(Stored data entries)

PR #205, opened 2015-08-28
Keep the original NCCCredentials file permissions (bsc#943568)

lslezak:
...when upgrading from SLE11

- 3.1.146

(See http://ruby-doc.org/stdlib-2.2.0/libdoc/fileutils/rdoc/FileUtils.html#method-c-cp for the details in the documentation.)

### DIFF
--- a/test/sw_mgmt_spec.rb
+++ b/test/sw_mgmt_spec.rb
@@ -179,7 +179,7 @@ describe Registration::SwMgmt do
         .and_return(false)
 
       expect(FileUtils).to receive(:cp).with(File.join(root_dir, target_dir, "NCCcredentials"),
-        File.join(target_dir, "SCCcredentials"))
+        File.join(target_dir, "SCCcredentials"), preserve: true)
       expect(SUSE::Connect::Credentials).to receive(:read)
 
       expect { subject.copy_old_credentials(root_dir) }.to_not raise_error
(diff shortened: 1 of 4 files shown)


jsrain:
LGTM, provided that the pending checks succeed

test/sw_mgmt_spec.rb
```diff
@@ -178,8 +178,8 @@
       expect(File).to receive(:exist?).with(File.join(root_dir, target_dir, "SCCcredentials"))
         .and_return(false)
 
-      expect(FileUtils).to receive(:cp).with(File.join(root_dir, target_dir, "NCCcredentials"),
-        File.join(target_dir, "SCCcredentials"))
+      expect(subject).to receive(:`).with("cp -a " + File.join(root_dir, target_dir,
+        "NCCcredentials") + " " + File.join(target_dir, "SCCcredentials"))
```
jsrain: i assume that it will work correctly since it worked before, but still for my cusiousity: Why is root_dir joined only for the source file?

lslezak: Oh, found it: The file is copied from `/mnt/etc/...` (from the target) to `/etc` in the inst-sys. There it is found by SUSEConnect, later (in the `*_finish` script) it is copied to the target system.

That's the reason for the asymmetry in the target directory...

kobliha: Hmm, sound like something to document. At least in the code?

PR #206, opened 2015-09-01
Dynamic migration selection widget size (bsc#943636)

lslezak:
Additional improvements:

- SCC now provides the `product_type` flag, we can use the same sorter for sorting the addons in the migration target as in the addon selection dialog
- Use the new Connect API for the credentials management


imobach:
LGTM

PR #207, opened 2015-09-02
fixed syntax error (bsc#944089)

jsrain:


imobach:
As the objetive of the PR was to fix the '/', LGTM.

lslezak:
@imobach `<<` does not work for translated strings.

▸ Problem to work on
Search each line of the data above for "opened", and copy the lines where it occurs.

▸ Expected answer
PR #205, opened 2015-08-28
PR #206, opened 2015-09-01
PR #207, opened 2015-09-02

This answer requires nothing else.